FIG 3.

The sgg1 locus encodes a novel spliced transcript. (A) Annotation of the sgg1 locus showing the locations of the ORFs from the previous MCMV genome annotation, i.e., m132.1 and sgg1, as well as the extension of the m133 ORF due to a correction to the original sequence of MCMV strain Smith. The red vertical bar denotes the mutation present in G4209 that introduces a premature stop codon into novel sgg1.1, defined by the results of Northern blotting, RNA-Seq, and RACE analysis, as described below in this legend. (B) Northern blot analysis of the sgg1 locus. Total RNA isolated at 6 hpi or 48 hpi from MEFs infected with the indicated viruses was probed with a strand-specific Northern blot probe (designated by a black bar in panel A and described in Materials and Methods). (C) RNA-Seq profile showing read coverage and splice junctions within the sgg1 region at a late stage of MCMV infection. The raw number of spliced reads spanning each splice junction is shown in the arc connecting the corresponding donor and acceptor splice sites.
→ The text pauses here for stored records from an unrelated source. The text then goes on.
PR #3539, opened 2024-05-15
Fix infinite loop due special character in filename

RemkoD:
Today, I encountered an infinite loop when creating a new container that required a new docker image. The repeated message in the shell indicated the problem: 

`Waiting for c:\bcartifacts.cache\deaz3r2n.5od\NAVDVD\ModernDev\program files\Microsoft Dynamics NAV\230\AL Development Environment\ALLanguage\[Content_Types].xml to be available`

The file `[Content_Types].xml` contains special characters, causing Test-Path to return $false. By specifying that the path is a literal path, the function returns $true.

### DIFF
--- a/ContainerHandling/New-NavImage.ps1
+++ b/ContainerHandling/New-NavImage.ps1
@@ -78,7 +78,7 @@ function RoboCopyFiles {
         RoboCopy "$source" "$destination" "$files" /e /NFL /NDL /NJH /NJS /nc /ns /np /mt /z /nooffload | Out-Null
         Get-ChildItem -Path $source -Filter $files -Recurse | ForEach-Object {
             $destPath = Join-Path $destination $_.FullName.Substring($source.Length)
-            while (!(Test-Path $destPath)) {
+            while (!(Test-Path -literalPath $destPath)) {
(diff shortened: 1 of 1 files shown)


freddydk:
The fix might be fine - will check this - but how did that file appear in that folder?
It looks like this fix removes a symptom instead of the cause.

The folder normally contains:

image

Meaning that there wouldn't be a problem.
Did you or I unpack the .vsix file in that folder?
I would like to understand how this happened before merging this as there might be other problems.

If you can use Flush-ContainerHelperCache and then run a script, which ends up with this problem - then I will see if this indeed is the right fix.

Thanks

freddydk:
I looked through the code and cannot find anywhere where I unpack the .vsix inside the artifacts cache - I think I always unpack it into a temp folder

RemkoD:
@freddydk, You are most likely correct. I was creating a container with the vsixFile parameter, assuming this caused the unpacking of the vsix file. But I also remember extracting the vsix file recently, and I might have forgotten to remove the folder afterward. 

I will try it again later today with a clean cache!

RemkoD:
It took a bit longer than expected, but I can confirm that with a clean cache the error doesn't occur.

Total read coverage (Cov.) is shown on the y axis. (D) Sequences of the 5′ RACE and 3′ RACE PCR products were aligned to the G4 genome; the 5′ RACE sequences are shown in light blue, 3′ RACE sequences are in tan, and disagreements over the G4 genomic sequence are designated with a thin black rectangle within each RACE amplicon. The putative coding sequence in the newly identified sgg1.1 transcript is shown in light red, and the presumed poly(A) sequence is shown in yellow. An overview of the genomic region containing the sgg1.1 transcript, together with the genomic coordinates of the relevant features in the G4 genome, is shown at the bottom.